Victor Starffin
By, Joe Swide
Victor Starffin
The fascinating tale of one of the winningest pitchers in the history of Japanese professional baseball began on an unknown date in 1916 when a child was born in Russia’s Ural Mountains under the name Viktor Konstantinovich Starukhin. His father was a Russian aristocrat loyal to the rule of the czar, so when the Russian Revolution began in 1917 with the aim to overthrow czarist rule, the family fled into the wilds of Siberia, where they endured near-starvation and exhaustion while narrowly evading capture during a trek covering thousands of miles before making their way into China before ultimately immigrating into Japan where they settled in the island of Hokkaido.
As the Russian infant known as Viktor Starukhin grew into a strapping Japanese teenager known as Victor Starffin, he discovered an immense natural talent for baseball. While starring for his school team in the town of Asahikawa and leading them deep into Japan’s famous national high school tournament, which gained him significant local fame and national recognition, Starffin also began playing for top local amateur clubs. A coveted prospect by scouts of professional clubs, Starffin had his sights set on attending university to continue his education and amateur baseball career.
However in 1933, when Starffin was 17 years old, his father murdered his young Russian mistress in a brutal crime that not only landed his father in prison but also put the rest of the family at risk of deportation. The owner of the Tokyo Giants at the time, Matsutaro Shoriki, was also a national media mogul as owner of a major national newspaper and allegedly used his power and leverage to bring Starffin to the Giants. According to certain accounts, in exchange for Starffin signing with the club, Shoriki agreed to not publicize details of Starffin’s father’s case, helping to keep the family from being deported, and also helped to reduce Starffin’s father’s prison sentence. Whatever the exact details, Starffin began his career with the Giants in 1936 as a 20-year-old pitcher.
After several seasons of solid but not exceptional production for the Giants, in 1939 Starffin produced what is possibly the greatest single season performance by a pitcher in the history of professional baseball anywhere in the world. Over the course of the ‘39 campaign, Starffin started 68 games and threw 458 innings, recording 38 complete games and 10 shutouts while racking up 282 strikeouts, conceding only 4 home runs, and posting a 1.73 ERA en route to finishing the year with a record of 42-15. The Giants as a team finished the season in first place with 66 wins, meaning Starffin alone accounted for two thirds of the team’s entire win total.
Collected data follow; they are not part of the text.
PR #3520, opened 2026-07-20
Increasing Code Coverage

al-msft:
## Commits
**Removed unused code.**

This code was orphaned by commit 4aca52c7c2cf0d0fb3a5d05eb9ec4989a04c7f6f.

**My first AzCopy unit test!**

## Description

I'm submitting this first unit test for review now, so I can receive general feedback on my approach to unit testing BEFORE I use it to write a large number of tests.

**Related Links**:
- [This other PR](https://github.com/Azure/azure-storage-azcopy/pull/3511) will allow this test to run in the pipeline.

## Type of Change

- [ ] Bug fix
- [ ] New feature
- [ ] Other (describe):

## How Has This Been Tested?

1. The new unit test passes locally.
2. Although the new test from the second commit doesn't run in the pipeline (see the "Related Links", above), the following pipeline run supports my belief that the code removed in the first commit was truly unused: https://dev.azure.com/azstorage/AzCopy-NextGen/_build/results?buildId=31354&view=results

### DIFF
--- a/azcopy/pathUtils_test.go
+++ b/azcopy/pathUtils_test.go
@@ -1,0 +1,58 @@
+package azcopy
+
+import (
+	"testing"
+)
+
+func TestStartsWith(t *testing.T) {
+	scenarios := []struct {
+		name            string
+		s               string
+		potentialPrefix string
+		expected        bool
+	}{
+		// The method we're testing doesn't trim either string, so there's no need to test whitespace.
+
+		// Empty-string Handling:
+		{"Empty String: Empty String and Non-Empty Potential Prefix", "", "non-empty", false},
+		{"Empty String: Empty String and Empty Potential Prefix", "", "", true},
+		{"Empty String: Non-Empty String and Empty Potential Prefix", "non-empty", "", true},
+
+		// Simple Strings to Test the Basic Logic:
+		{"Simple Strings: Longer Potential Prefix", "n", "nn", false},
+		{"Simple Strings: Equal-Length Potential Prefix That Doesn't Match", "n", "o", false},
+		{"Simple Strings: Equal-Length Potential Prefix That Matches (Same Case)", "n", "n", true},
+		{"Simple Strings: Equal-Length Potential Prefix That Matches (Lower vs. Upper Case)", "n", "N", true},
+		{"Simple Strings: Equal-Length Potential Prefix That Matches (Upper vs. Lower Case)", "N", "n", true},
+		{"Simple Strings: Shorter Potential Prefix That Doesn't Match", "nn", "o", false},
+		{"Simple Strings: Shorter Potential Prefix That Matches (Same Case)", "nn", "n", true},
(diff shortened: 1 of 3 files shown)


azcopy/pathUtils_test.go
```diff
@@ -0,0 +1,58 @@
...
+
+	for _, scenario := range tests {
+		t.Run(scenario.name, func(t *testing.T) {
+			actual := StartsWith(scenario.s, scenario.potentialPrefix)
+			if actual != scenario.expected {
+				// We're not using `assert` here, because `assert` doesn't handle scenarios properly.
+				// With assert, when a scenario fails, `go test` labels the test `FAIL` and prints the error,
+				// BUT it labels all scenarios `PASS`.
+				t.Error()
+			}
```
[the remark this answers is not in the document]
al-msft: Too slow, Copilot! My latest commit added the error message, and there was/is no misleading comment about `assert`.

azcopy/pathUtils_test.go
```diff
@@ -0,0 +1,58 @@
...
+		// NOTE: English has ligatures like "æ", "œ", and their upper-case versions, which have digraphs like "ae", "oe", etc.
+	}
+
+	for _, scenario := range scenarios {
+		t.Run(scenario.name, func(t *testing.T) {
+			actual := StartsWith(scenario.s, scenario.potentialPrefix)
+			if actual != scenario.expected {
+				// We're not using `assert` here, because `assert` doesn't handle scenarios properly.
+				// With assert, when a scenario fails, `go test` labels the test `FAIL` and prints the error,
+				// BUT it labels all scenarios `PASS`.
```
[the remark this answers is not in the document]
al-msft: WRONG!

azcopy/pathUtils_test.go
```diff
@@ -0,0 +1,58 @@
+package azcopy
+
+import (
+	"testing"
+)
+
+func TestStartsWith(t *testing.T) {
```
adreed-msft, line 7: Extensive!

adreed-msft (approved):

azcopy/pathUtils_test.go
adreed-msft: I'm quite surprised that this isn't just. A feature of Golang's `strings` library. But I feel like we're kinda drifting into testing Go's `strings.EqualFold`, which I'd bet you they already tested pretty extensively...

al-msft: You'll see as I add more unit tests that I have a hard time deciding how much I can get away with not testing when I can't just mock away all the details, so in cases like this, I tend towards testing more than other people would have tested. I have a history of using mocks extensively and validating them strictly, which has pros and cons.

That kind of feedback is what I was after with this PR, so don't hold back, and don't hesitate to reject this PR if you have any concerns at all about any aspect of the approach I took to testing this. I expect to work with Copilot to write many more tests in many more PRs based on the approach and feedback from this PR and the ones that follow.

gapra-msft (approved):

PR #3310, opened 2025-12-01
Migrated copy code

gapra-msft:
## Description

- **Feature / Bug Fix**: (Brief description of the feature or issue being addressed)

- **Related Links**:
- [Issues](<link>)
- [Team thread](<link>)
- [Documents](<link>)
- [Email Subject]

## Type of Change

- [ ] Bug fix
- [ ] New feature
- [ ] Documentation update required
- [ ] Code quality improvement
- [ ] Other (describe):

## How Has This Been Tested?

Thank you for your contribution to AzCopy!

PR #3531, opened 2026-07-29
Fix SIGTERM cancellation during enumeration

ankurmicrosoft309:
## Description

Fixes a cancellation hang when AzCopy receives SIGTERM while copy enumeration is still in progress.

The copy migration in #3310 moved signal handling to context cancellation. The lifecycle manager then invoked the CLI prompt after the context was already canceled. In non-interactive executions such as `timeout`, that prompt could wait indefinitely for stdin, preventing `cancelJob` from running.

#3373 repaired stdin cancellation delivery and repeated context handling, but cancellation during incomplete enumeration could still block before reaching those fixes.

This change emits a non-resumability warning through `JobUIHooks.Warn` and proceeds with cancellation without prompting. Context cancellation is irreversible, so prompting at this point cannot safely resume the operation.

## Tests

- Added a focused lifecycle test with a deliberately blocking prompt hook and explicit channel synchronization for warning capture.
- Added a deterministic process-level E2E test that pauses immediately before enumeration, sends SIGTERM, and fails if AzCopy does not exit within 10 seconds.
- The E2E test verifies the incomplete-enumeration warning so it cannot pass after enumeration completes.
- Added output-marker coverage for normal, split-write, and `io.Copy` streaming paths.
- The signal scenario runs on Linux/macOS and skips on Windows, where `os.Process.Signal(SIGTERM)` is unsupported.

Validation:

- Windows: `go build ./...`
- Windows: focused lifecycle and output-marker tests
- Windows: `go test ./cmd -run '^$'`
- WSL Ubuntu with local Azurite: process-level SIGTERM E2E passed

### DIFF
--- a/azcopy/copy.go
+++ b/azcopy/copy.go
@@ -206,6 +206,7 @@ func (c *Client) Copy(ctx context.Context, src, dest string, opts CopyOptions) (
 		if !t.opts.dryrun {
 			common.GetLifecycleMgr().Info("Scanning...")
 			mgr.InitiateProgressReporting(ctx, t.tpt)
+			common.GetLifecycleMgr().E2EAwaitEnumerationStart(ctx)
 		}
 		err = enumerator.Enumerate()
 		defer jobsAdmin.JobsAdmin.JobMgrCleanUp(jobID)
--- a/azcopy/jobLifecycleManager_test.go
+++ b/azcopy/jobLifecycleManager_test.go
@@ -1,0 +1,67 @@
+package azcopy
+
+import (
+	"context"
+	"testing"
+	"time"
+
+	"github.com/Azure/azure-storage-azcopy/v10/common"
+	"github.com/stretchr/testify/require"
+)
+
+type incompleteEnumerationProgressTracker struct{}
+
+func (incompleteEnumerationProgressTracker) Start() {}
+
+func (incompleteEnumerationProgressTracker) CheckProgress() (uint32, bool) {
+	return 0, false
+}
+
+func (incompleteEnumerationProgressTracker) CompletedEnumeration() bool {
+	return false
+}
+
+func (incompleteEnumerationProgressTracker) GetJobID() common.JobID {
+	return common.JobID{}
+}
+
+func (incompleteEnumerationProgressTracker) GetElapsedTime() time.Duration {
+	return 0
+}
+
+func TestContextCancellationDoesNotPromptDuringEnumeration(t *testing.T) {
+	promptCalled := make(chan struct{}, 1)
+	releasePrompt := make(chan struct{})
+	defer close(releasePrompt)
+
+	warningMessages := make(chan string, 1)
+	hooks := common.NewJobUIHooks()
+	hooks.Warn = func(message string) {
+		warningMessages <- message
+	}
+	hooks.Prompt = func(string, common.PromptDetails) common.ResponseOption {
+		promptCalled <- struct{}{}
+		<-releasePrompt
+		return common.EResponseOption.Yes()
+	}
+
+	manager := NewJobLifecycleManager(hooks)
+	ctx, cancel := context.WithCancel(context.Background())
+	cancel()
+	manager.InitiateProgressReporting(ctx, incompleteEnumerationProgressTracker{})
+
+	waitResult := make(chan error, 1)
+	go func() {
+		waitResult <- manager.Wait()
+	}()
+
+	select {
+	case <-promptCalled:
+		t.Fatal("context cancellation prompted for user input")
+	case err := <-waitResult:
+		require.ErrorContains(t, err, "cancel job requires the JobID")
+		require.Equal(t, "The enumeration is not complete; cancelling the job at this point means it cannot be resumed.", <-warningMessages)
+	case <-time.After(time.Second):
+		t.Fatal("context cancellation did not reach job cancellation")
+	}
+}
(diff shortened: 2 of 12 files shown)


azcopy/jobLifecycleManager_test.go
al-msft, line 1: It's great to see more unit tests. Be aware: This test won't run in the pipeline until https://github.com/Azure/azure-storage-azcopy/pull/3511 has been merged.

ankurmicrosoft309: Thanks for the heads-up. I validated the ran the unit test locally on Windows and WSL. This PR also includes the process-level scenario in the existing Old E2E suite, so we have coverage there as well.

cmd/root.go
```diff
@@ -334,6 +336,8 @@ func init() {
 	rootCmd.PersistentFlags().BoolVar(&azcopyAwaitAllowOpenFiles, "await-open", false,
 		"Used when debugging, to tell AzCopy to await `open` on stdin, after scanning but before opening the first file. "+
 			"\n Assists with testing cases around file modifications between scanning and usage")
+	rootCmd.PersistentFlags().BoolVar(&azcopyAwaitEnumerationStart, "await-enumeration", false,
+		"Used by E2E tests to pause immediately before enumeration until the command is cancelled.")
```
ankurmicrosoft309, line 340: @al-msft @adreed-msft Would like your opinions on introducing a flag like this in product code, which only serves a purpose in E2E test

azcopy/copy.go
```diff
@@ -206,6 +206,7 @@ func (c *Client) Copy(ctx context.Context, src, dest string, opts CopyOptions) (
 		if !t.opts.dryrun {
 			common.GetLifecycleMgr().Info("Scanning...")
 			mgr.InitiateProgressReporting(ctx, t.tpt)
+			common.GetLifecycleMgr().E2EAwaitEnumerationStart(ctx)
 		}
 		err = enumerator.Enumerate()
 		defer jobsAdmin.JobsAdmin.JobMgrCleanUp(jobID)
```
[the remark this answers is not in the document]
al-msft: Out of scope for this PR?

cmd/root.go
al-msft: I don't like it, but judging by E2EAwaitAllowOpenFiles in cmd/uihooks.go and the urgency of this fix, it may be reasonable to add in this PR.

I've read the description you added here. Is this flag necessary for testing, or does it just prevent the tests from doing things that won't be validated when testing cancellation? If it only prevents unvalidated effort, I'd rather not add this flag, but I'll defer to the other reviewers if they disagree.

al-msft (approved):

cmd/root.go
ankurmicrosoft309: Its only added for the E2ETest. It doesnt impact real life usage of the azcopy. During testing, we want the azcopy to wait in enumeration stage. Without this, the enumeration stage completes before test has ran its assertions and we are not able to test the behaviour of cancellation in enumeration stage. The other option is to not have an E2ETest for this case.

azcopy/copy.go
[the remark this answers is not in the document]
ankurmicrosoft309: Agreed

cmd/root.go
al-msft: Since this is needed to test cancellation in an E2E test, and this fix is urgently needed, and the approach is precedented, adding this flag seems fine for this PR.

adreed-msft: E2E testing is fine; let's make sure it's hidden properly.

e2etest/runner.go
```diff
@@ -32,6 +32,9 @@ import (
 	"runtime"
 	"strconv"
 	"strings"
+	"sync"
```
adreed-msft, line 35: We should be doing this on the new e2e framework, not the old declarative one. This is fine for proving for the time being.

adreed-msft (approved):

ankurmicrosoft309:
> ankurmicrosoft309 please read the following Contributor License Agreement(CLA). If you agree with the CLA, please reply with the following information.
> 
> ```
> @microsoft-github-policy-service agree [company="{your company}"]
> ```
> 
> > Options:
> > 
> > * (default - no company specified) I have sole ownership of intellectual property rights to my Submissions and I am not making Submissions in the course of work for my employer.
> > 
> > ```
> > @microsoft-github-policy-service agree
> > ```
> > 
> > 
> >     
> >       
> >     
> > 
> >       
> >     
> > 
> >     
> >   
> > 
> > * (when company given) I am making Submissions in the course of work for my employer (or my employer has intellectual property rights in my Submissions by contract or applicable law). I have permission from my employer to make Submissions and enter into this Agreement on behalf of my employer. By signing below, the defined term “You” includes me and my employer.
> > 
> > ```
> > @microsoft-github-policy-service agree company="Microsoft"
> > ```
> 
> Contributor License Agreement

@microsoft-github-policy-service agree

ankurmicrosoft309:
Already merged manually by @adreed-msft

al-msft:
> Already merged manually by adreed-msft

@ankurmicrosoft309, @adreed-msft: It looks like the main branch hasn't yet been updated to reflect [release 10.32.7](https://github.com/Azure/azure-storage-azcopy/pull/3542). The changes in this PR (#3531) aren't yet in main - nor are the [related changes to hidden flags](https://github.com/Azure/azure-storage-azcopy/pull/3542/changes/96a83216c1e34f291ee93fbaca614ed010c90b23).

But as the tides of wartime nationalism and xenophobia began to rise in Japan in the early 1940s, the man who became known as “The Blue Eyed Japanese” found his status in the country again under threat, even as the superstar pitcher of the most famous ballclub in the country. First, the government forced him to take on a Japanese name, and Starffin began pitching under the name “Hiroshi Suda.” Then in 1944, after starting the season with a 6-0 record, Starffin was abruptly released by the team under murky reasons of “national security” and was sent along with his wife and child to live in what was essentially an internment camp for residents of Japan who were not ethnically Japanese.
After the war, Starffin returned to professional baseball, bouncing around several clubs for the last portion of career. Also suffering from increasing mental instability and alcoholism, Starffin never regained his pre-war form. In his final season, at age 39, he became the second player in Japanese baseball history to notch 300 career wins, but finished the year with a record of just 7-21. The following winter, at age 40, Starffin was killed when his car was hit by a tram in Tokyo.
When the Japanese Baseball Hall of Fame opened in 1959, Starffin was inducted in its second ever class, in 1960. When his hometown of Asahikawa opened a new 25,000 seat ballpark in 1983, it was christened Asahikawa Starffin Stadium, the only such ballpark in all of Japan to be named in honor of an individual player.